Once again it was Ashe who defused the tension, by summoning the waiter who’d been hovering at a discreet distance, and asking him to fetch ink and paper.
‘What we need to do, I think, is to make a comprehensive list of exactly what you do need, before we set our minds to the problem of how you may acquire it.’
‘There,’ cried Chepstow triumphantly. ‘Didn’t I say that Ashe was the very fellow to help? I’ll just...’ He half rose from his chair.
Havelock only had to glare at him for a second or two to take the wind out of his sails. A gentleman didn’t bail out on his friends when they’d gone to him for help. Havelock had stood by Chepstow every time he’d needed help getting out of a scrape. Now the boot was on the other foot, he expected a similar show of loyalty.
Chepstow subsided into his seat with an air of resignation and, in a hollow voice, asked the waiter, who just then arrived with the writing materials, to bring them another bottle of wine.
‘So,’ said Ashe, dipping the pen into the ink, ‘you do not require beauty, or wealth, in your prospective bride. But you do require a compliant nature—’
‘A mouse,’ repeated Morgan derisively.
Ashe shot him a reproving look over the top of his spectacles.
‘Undemanding. And not one of the circle in which you habitually move.’
At Havelock’s shudder, Ashe wrote, not of the upper ten thousand on his list.
‘Any other requirements?’ He paused, his hand hovering over the paper.
Havelock frowned as he considered.
‘Quite a few, actually. That’s what makes it all so damned difficult.’ He ran his fingers through his hair, for what felt like the thousandth time that day. Not that it made any difference to the style, or rather lack of it.

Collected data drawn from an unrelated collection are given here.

PR #115, opened 2018-02-15
Update post-auth.js

PavelPolyakov:
While using this middle layer with https://www.fastify.io, I found that if no query is sent, the `request.query` is undefined.
Please, update the package if possible.

### DIFF
--- a/middleware/post-auth.js
+++ b/middleware/post-auth.js
@@ -19,7 +19,7 @@ const URL = require('url');
 
 module.exports = function (keycloak) {
   return function postAuth (request, response, next) {
-    if (!request.query.auth_callback) {
+    if (!request.query || !request.query.auth_callback) {
       return next();
     }
 


PavelPolyakov:
okay, the reason is not really the one which is stated. the thing is that `keycloak-nodejs-connect` uses `req`, `res` from `express`. While `fastify` provides the original nodejs ones.

I believe that original `connect` also uses the one from node. It will be nice if `express` specifics are filtered out, but, probably, this wouldn't happen anytime soon.

abstractj:
@PavelPolyakov please file a Jira with a description and the steps to reproduce what this PR fixes and attach your PR. Thanks in advance.

PavelPolyakov:
Hello @abstractj ,

actually this one doesn't help, only makes it safer. But afterwards I've discovered that the whole module is not really `connect` one, as I see, more `express` one.

And I created an issue for this:
https://issues.jboss.org/browse/KEYCLOAK-6625

Therefore I'll close this one.

PR #116, opened 2018-02-24
Display promise error massage

onigra:
I was hard to debug in `GrantManager.prototype.validateToken`. 
(The reason was self signed certificate error)

So, I want to display promise error reason. 🙏


onigra:
Woops, I should have created JIRA Issue.

PR #118, opened 2018-03-03
[KEYCLOAK-4162] Multi-tenancy support

jderuere:
- Enable to pass an array of config, one per realm
- When using multiple configs, a resolver that fetch the realm name from the request needs to be provide
- Retrocompatible, it still works as usual


jardakotesovec:
Hi, it would be awesome to have this feature baked in so no need for [alternative packages](https://github.com/devsu/keycloak-nodejs-multirealm), is something blocking it?

jardakotesovec:
Please let me know if there is something I can help with to make this PR happen :-).

paulmowat:
Would be great to have this feature. Ideal for a new project I'm just about to start.

jardakotesovec:
@paulmowat Hi, I shared my approach to handle multiple realms with existing keycloak-connect with simple wrapper in [jira](https://issues.jboss.org/browse/KEYCLOAK-4162). So far I think its good solution, but we are also in initial stage of the project, so time will tell if there are some issues with this approach.

comply-online:
any news about this? It would be a great addition

abstractj:
@jderuere thanks for putting this together and sorry if I didn't get back to you earlier. We are approaching code freeze and have been prioritizing bugs, instead of new features. For now I'm putting this change on "hold". Even thoughthis change is a great addition to the Node.js adapter, it also requires more testing, just to make sure that everything is in place.

abstractj:
@jderuere thanks for submitting this. It's been a while since we talked and this PR definitely need some upgrade. Even though I believe this would be something interesting for the adapter, this is a feature that introduces considerable changes, for that, we really need integration tests instead of unit tests, plus, update the documentation.

For now I'm closing this, but if you would like to add the integration tests and docs, please reopen this pull-request. Otherwise, in the future we gonna take into consideration your changes and give the proper credits.

@jardakotesovec @paulmowat @comply-online I appreciate your interest in this change, but in order to keep quality, we need to provide integration tests and documentation. If some of you are interested on it, feel free to work together with @jderuere.

jardakotesovec:
@abstractj No problem, the approach I illustrated in [jira](https://issues.jboss.org/browse/KEYCLOAK-4162) works just fine for us.. so I don't think there is real need to support that inside the middleware itself.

It was fortunate he wasn’t obsessed with his appearance, for his thick, curly hair did whatever it wanted. Impervious to comb, or pomade, the only thing was to keep it short and hope for the best.
‘I don’t want a woman with any family to speak of,’ he said with feeling.

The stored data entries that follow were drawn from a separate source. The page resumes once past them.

PR #120, opened 2018-04-05
Keycloak 6073

rightisleft:
Given that keycloak services may operate on different DNS (IE: docker services on overlay networks, and web browsers on hosts networks) - then a secured backend client should be able to explicitly declare a white listed external domain realm.

https://issues.jboss.org/browse/KEYCLOAK-6073

### DIFF
--- a/middleware/auth-utils/config.js
+++ b/middleware/auth-utils/config.js
@@ -135,6 +135,13 @@ Config.prototype.configure = function configure (config) {
    * @type {String} */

‘You mean...no titled family?’ The nabob’s son shot him a glance loaded with sympathy. ‘Wouldn’t want them looking down on you.’
Before Havelock had a chance to get up, seize the fellow by the throat and give him a shaking, Ashe put in mildly, ‘Morgan is not aware of how very well connected you are, Havelock. I am sure he meant no insult.’
No, Havelock sighed. He probably didn’t. And anyway, he’d already decided to forgo the pleasure of indulging in a decent set-to with anyone within the walls of this club.
‘Look, I’m related to half the bloody ton as it is,’ he explained to the bemused Morgan. ‘What with stepbrothers, and stepsisters, and all the attendant stepcousins and aunts and uncles and such like all thinking they have a right to poke their nose into my affairs, I don’t want someone bringing yet another set of relatives into my life and making it any more complicated, thank you very much.’
He saw Ashe write the word orphan on the list.
Morgan nodded. ‘Makes sense. And an orphan, a girl with no family to support her, is all the more likely to agree to the kind of bargain you seem determined to strike.’
‘What do you mean by that?’
Chepstow poured a large measure of wine into Havelock’s empty glass and nudged it towards him.